#### Task brief:
Report, as a bare number, how many lines in the data contain "type".

------------

PR #2872, opened 2021-11-03
MGMT-8129: Upgrade go-swagger to v0.28.0

ori-amizur:
# Assisted Pull Request

## Description

- Port to latest go-swagger
- This change causes all refs in swagger to become pointers
- The x-go-custom-tag should now be part of the referenced entity in
  case of $ref is used
- Added mechanism to remove 'Dash' and 'Dot' in generated symbols to be
  backward compatible and clearer symbols for golang

- [x] New Feature
- [ ] Bug fix
- [ ] Tests
- [ ] Documentation
- [ ] CI/CD 

- [ ] Cloud
- [x] None

## How was this code tested?

- [ ] dev-scripts environment
- [x] No tests needed

## Assignees

/cc @
/cc @

## Checklist

## Reviewers Checklist


filanov:
/hold 
@ori-amizur wouldn't https://github.com/go-swagger/go-swagger/issues/2515 break the clients?

filanov:
OK i saw that you resolved it by https://github.com/openshift/assisted-service/pull/2872/files#diff-cd3c90d4f4561232dd163f1783d1fe993d24389537eda6e615219a98ca05716cR57 
Not sure how i feel about it

internal/bminventory/inventory.go
```diff
@@ -545,7 +545,6 @@ func (b *bareMetalInventory) RegisterClusterInternal(
 			OpenshiftVersion:      *releaseImage.Version,
 			OcpReleaseImage:       *releaseImage.URL,
 			SSHPublicKey:          params.NewClusterParams.SSHPublicKey,
-			UpdatedAt:             strfmt.DateTime{},
```
filanov, line 548: why is that removed?

internal/cluster/cluster_test.go
```diff
@@ -2491,6 +2491,8 @@ var _ = Describe("Deregister inactive clusters", func() {
 		inactiveCluster2 := registerCluster()
 		inactiveCluster3 := registerCluster()
 
+		// To verify that lastActive is greater than the updatedAt field of inactiveCluster3
+		time.Sleep(time.Millisecond)
```
filanov, line 2495: why not use eventually? sleep can lead to flaky tests

internal/bminventory/inventory.go
ori-amizur: It is not needed since we set here default value.

internal/common/common.go
```diff
@@ -255,3 +255,36 @@ func GetHostNTPSources(db *gorm.DB, host *models.Host) (string, error) {
...
+func LogStatePtr(l models.LogsState) *models.LogsState {
+	return &l
+}
+
+func LogStateValue(l *models.LogsState) models.LogsState {
+	if l == nil {
+		return ""
+	}
+	return *l
+}
```
carbonin, line 290: I'd rather this not exist, but if it has to exist, can it go into its own file or package for type manipulations?

internal/migrations/20210713123129_populate_infra_env.go
```diff
@@ -16,8 +17,9 @@ func populateInfraEnv() *gormigrate.Migration {
 			if err := tx.Exec("ALTER TABLE hosts ADD COLUMN IF NOT EXISTS infra_env_id text NULL;").Error; err != nil {
 				return err
 			}
+
 			// Populate the infra_env_id column
-			if err := tx.Exec("UPDATE hosts SET infra_env_id=cluster_id;").Error; err != nil {
+			if err := tx.Exec("UPDATE hosts SET infra_env_id=cluster_id where infra_env_id is null or infra_env_id = '';").Error; err != nil {
```
carbonin, line 22: Why does this need to change?

models/cluster.go
```diff
@@ -151,7 +155,7 @@ type Cluster struct {
 	Kind *string `json:"kind"`
 
 	// The progress of log collection or empty if logs are not applicable
-	LogsInfo LogsState `json:"logs_info,omitempty" gorm:"type:varchar(2048)"`
+	LogsInfo LogsState `json:"logs_info,omitempty"`
```
carbonin, line 158: This will need a migration, right?

I think this is the same issue we ran into with ssh key.

I'm not reviewing all of the generated files, but we'll want to be sure we don't have any other changes like this (I just happened to open this one)

cc @filanov

internal/migrations/20210713123129_populate_infra_env.go
ori-amizur: It is incorrect to set the infra_env_id during migration if it already has a value

internal/migrations/20210713123129_populate_infra_env_test.go
```diff
@@ -55,6 +55,7 @@ var _ = Describe("populateInfraEnv", func() {
 		}
 		err := db.Create(&host).Error
 		Expect(err).NotTo(HaveOccurred())
+		Expect(db.Model(&models.Host{}).Where("id = ? and infra_env_id = ?", hostID.String(), host.InfraEnvID.String()).UpdateColumn("infra_env_id", "").Error).ToNot(HaveOccurred())
```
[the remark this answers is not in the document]
ori-amizur: The infra-env-id is created is not null column, but when setting it as empty string ("") it attempts to set null and we receive db error.

swagger.yaml
```diff
@@ -8992,6 +9044,7 @@ definitions:
 
   subnet:
     type: string
+    x-go-custom-tag: gorm:"primary_key"
```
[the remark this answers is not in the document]
ori-amizur: The subnet is part of other tables. Now the x-custom-tag fields have to be on the referenced object.. Otherwise go-swagger ignores them.

internal/common/common.go
ori-amizur: OK

internal/bminventory/inventory.go
```diff
@@ -2910,7 +2908,7 @@ func (b *bareMetalInventory) updateNetworkTables(db *gorm.DB, cluster *common.Cl
 
 	// TODO: Update machine CIDR only if necessary
 	// The machine cidr can be resetted, calculated and provided by the user
-	if err = db.Where("cluster_id = ?", *cluster.ID).Delete(&models.MachineNetwork{}).Error; err != nil {
+	if err = db.Unscoped().Where("cluster_id = ?", *cluster.ID).Delete(&models.MachineNetwork{}).Error; err != nil {
```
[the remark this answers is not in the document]
ori-amizur: Will remove

models/cluster.go
ori-amizur: This is a swagger change that I missed

internal/migrations/20210713123129_populate_infra_env.go
carbonin: How is this related to the go-swagger update though?

Generally I don't want to edit migrations unless we have a very compelling reason because they've already run in some environments and will not run again.

For example, I'd really expect to see a separate bug to make a change like this rather than slipping it into a PR about updating go-swagger.

internal/migrations/20210713123129_populate_infra_env_test.go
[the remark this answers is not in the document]
carbonin: > but when setting it as empty string ("") it attempts to set null and we receive db error.

This is very strange to me. Empty string and NULL are very different values. Is this something gorm is doing?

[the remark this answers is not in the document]
ori-amizur: gorm set default values to null values.  In this case the default value is empty

internal/migrations/20210713123129_populate_infra_env.go
ori-amizur: Actually I tackled into the problem while working on this.  You are right it is not a go-swagger issue.  Will remove

hack/generate.sh
```diff
@@ -56,6 +54,9 @@ function generate_from_swagger() {
     lint_swagger
     generate_go_client
     generate_go_server
+    for f in models/* ; do
+	    sed -i 's/Dash//g;s/Dot//g' $f
```
omertuc, line 58: Nit: This line has mixed indentation

ori-amizur: Changed

hack/generate.sh
```diff
@@ -56,6 +54,9 @@ function generate_from_swagger() {
     lint_swagger
     generate_go_client
     generate_go_server
+    for f in models/* ; do
+        sed -i 's/Dash//g;s/Dot//g' $f
```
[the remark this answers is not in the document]
omertuc: Also we may want to verify that our swagger doesn't contain the words "dash" and "dot" in enums literally, because that would be seriously confusing when they suddenly disappear

internal/migrations/20210713123129_populate_infra_env_test.go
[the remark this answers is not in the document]
carbonin: Even then I still don't understand why this is being added in a patch to upgrade go-swagger.

swagger.yaml
```diff
@@ -7647,7 +7676,6 @@ definitions:
       logs_info:
         $ref: '#/definitions/logs_state'
         description: The progress of log collection or empty if logs are not applicable
-        x-go-custom-tag: gorm:"type:varchar(2048)"
```
carbonin, line 7650: This should be removed for host as well, right?

swagger.yaml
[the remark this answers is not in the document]
carbonin: Hopefully we never have to use a subnet in something where it's not the primary key I guess :man_shrugging: 

Something to look out for in the future.

swagger.yaml
ori-amizur: Seems so. Yes

internal/migrations/20210713123129_populate_infra_env_test.go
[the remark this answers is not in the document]
ori-amizur: Removed

carbonin:
/lgtm

@filanov @ori-amizur is the reason for the hold resolved?

ori-amizur:
> /lgtm
> 
> @filanov @ori-amizur is the reason for the hold resolved?

https://github.com/openshift/assisted-service/pull/2872#issuecomment-962568902

carbonin:
I saw that comment, but the last word on it seems to have been "Not sure how i feel about it"
So I wanted to get @filanov 's approval as well.

ori-amizur:
> I saw that comment, but the last word on it seems to have been "Not sure how i feel about it" So I wanted to get @filanov 's approval as well.

@filanov said it is OK to approve
/unhold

------------

#### Response:
5